I stripped out all of the spellchecking stuff, and restricted the
scope of the patch to just adding a callback for plugins to hook into
if they're interested in handling comments.  I added an example of such
a plugin in the testsuite.

Successfully bootstrapped&regrtested on x86_64-pc-linux-gnu.
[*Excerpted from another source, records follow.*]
PR #167, opened 2017-05-15
BOLT 4: Fix inconsistencies in error messages

pm47:
This follows a discussion started in #149. I am only proposing minimal changes, and individual commits are independant:
- https://github.com/lightningnetwork/lightning-rfc/commit/c07b276f7d0d87fc1efbd8f7ea3640a80793b7c1: since #149 added a mandatory `channel_update` message to `temporary_channel_failure`, then this error must have  the `UPDATE` flag
- https://github.com/lightningnetwork/lightning-rfc/commit/142e20769c828e93e7f540c61515cfb218216e91: since `channel_update` is fixed-size, we don't really need to provide its length (credits @cdecker)
- https://github.com/lightningnetwork/lightning-rfc/pull/167/commits/1736ae54960917890e33174838031fd87c79a335: since we already have `amount_below_minimum`, `fee_insufficient`, `incorrect_cltv_expiry` and `expiry_too_soon` errors when incoming htlcs do not comply with a specific field in `temporary_channel_failure`, we should also have a `channel_disabled` error for consistency reasons.

NB:
- in order to reduce the number of error messages, @cdecker also proposed to use a single type for `channel_update`-related errors, containing a bitfield to provide hints for the reason. It would also allow composing of errors. But unfortunately this wouldn't be compatible with providing fine-grain details, like what we do with `fee_insufficient`.`htlc_msat` or `incorrect_cltv_expiry`.`cltv_expiry`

Committed to trunk as r248901.

gcc/testsuite/ChangeLog:
	* g++.dg/plugin/comment_plugin.c: New test plugin.
	* g++.dg/plugin/comments-1.C: New test file.
	* g++.dg/plugin/plugin.exp (plugin_test_list): Add the above.

libcpp/ChangeLog:
	* include/cpplib.h (struct cpp_callbacks): Add "comment"
	callback.
	* lex.c (_cpp_lex_direct): Call the comment callback if non-NULL.
---
 gcc/testsuite/g++.dg/plugin/comment_plugin.c | 63 ++++++++++++++++++++++++++++
 gcc/testsuite/g++.dg/plugin/comments-1.C     | 49 ++++++++++++++++++++++
 gcc/testsuite/g++.dg/plugin/plugin.exp       |  1 +
 libcpp/include/cpplib.h                      |  9 ++++
 libcpp/lex.c                                 |  7 ++++
 5 files changed, 129 insertions(+)
 create mode 100644 gcc/testsuite/g++.dg/plugin/comment_plugin.c
 create mode 100644 gcc/testsuite/g++.dg/plugin/comments-1.C
diff mbox

Patch

diff --git a/gcc/testsuite/g++.dg/plugin/comment_plugin.c b/gcc/testsuite/g++.dg/plugin/comment_plugin.c
new file mode 100644
index 0000000..c3b08e3
--- /dev/null
+++ b/gcc/testsuite/g++.dg/plugin/comment_plugin.c
@@ -0,0 +1,63 @@ 
+/* Test of cpp_callbacks::comments.  */
+
+#include "gcc-plugin.h"
+#include "config.h"
+#include "system.h"
+#include "coretypes.h"
+#include "cpplib.h"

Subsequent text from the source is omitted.